Lange Wartezeiten bei Wohnungen mit Belegungsrecht
Hilfe bei der Wohnungssuche und Kontrolle der Betriebskostenabrechnung bietet unter anderem die Mieterberatung Prenzlauer Berg. Mitarbeiter Bernd Schwerbarth empfiehlt wohnungssuchenden Hartz-IV-Empfängern, sich an Wohnungsgenossenschaften zu wenden, da diese nicht nur gewinnorientiert handelten, sondern auch soziale Pflichten hätten. Auf dem freien Markt sei es für die Betroffenen aufgrund der hohen Preise nicht möglich, Wohnungen zu finden. Auch das Bezirksamt hat nach Angaben von Schwerbarth das Belegungsrecht für knapp 5.000 sanierte Altbauwohnungen in Prenzlauer Berg, deren Preise deutlich unter den Durchschnittsmieten im Kiez liegen. Lioba Zürn-Kasztantowicz betont jedoch, dass dieses Angebot derzeit komplett ausgeschöpft sei. „Es gibt lange Wartelisten“, sagt sie.

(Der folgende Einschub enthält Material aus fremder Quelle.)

PR #1278, opened 2019-03-04
Fix false invalidation when decoding token User Ids

Chris-Johnston:
This fixes an issue when trying to validate older bot tokens. The first segment is a base64-encoded string that contains a ulong. The format that discord provides will not contain any padding, while `Convert.FromBase64String` will throw a `FormatException` when trying to decode from a string that requires it (string length is not a multiple of 4).

This PR:
- Adds a util method for padding base64 strings + tests
- Pads the first segment of the token before trying to decode it
- Adds a test for tokens that require base64 padding

[Original conversation can be found here.](https://discordapp.com/channels/81384788765712384/381889909113225237/552000399234695169)

### DIFF
--- a/src/Discord.Net.Core/Utils/TokenUtils.cs
+++ b/src/Discord.Net.Core/Utils/TokenUtils.cs
@@ -17,6 +17,49 @@ namespace Discord
         /// </remarks>
         internal const int MinBotTokenLength = 58;
 
+        internal const char Base64Padding = '=';
+
+        /// <summary>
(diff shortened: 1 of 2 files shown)


foxbot (approved):
i'm beginning to question whether or not our token invalidation logic is growing too complicated; however, this is probably a reasonable fix to have on the current codebase, so we'll accept now, reconsider later.

Chris-Johnston:
Given that it's run into a few problems I agree that it might be best to reconsider, but it seems like it's been somewhat effective at helping people identify when they are passing in invalid tokens.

„Das Problem der Mietpreissteigerung und der daraus resultierenden Verdrängung kann nachhaltig nur durch Wohnungsbau gelöst werden“ meint Zürn-Kasztantowicz. Eine Erhöhung des KdU-Geldes ist ihrer Meinung keine Lösung, da sich die Mieten, wie 2009 passiert, an die Erhöhung anpassten.
Auf die Konsequenzen eines Umzuges verweist Axel Bielefeldt (Die Linke), Vorsitzender des Ausschusses für Arbeit, Soziales, Gesundheit und Senioren. Für ihn ist wichtig, dass die Menschen nicht aus ihrem Wohnumfeld gerissen werden. „Vor allem bei älteren Menschen spielt das Problem der Vereinsamung eine große Rolle“, sagt Bielefeldt. Doch auch für Kinder sei es wichtig, ihr soziales Umfeld nicht zu verlieren und auf derselben Schule bleiben zu dürfen.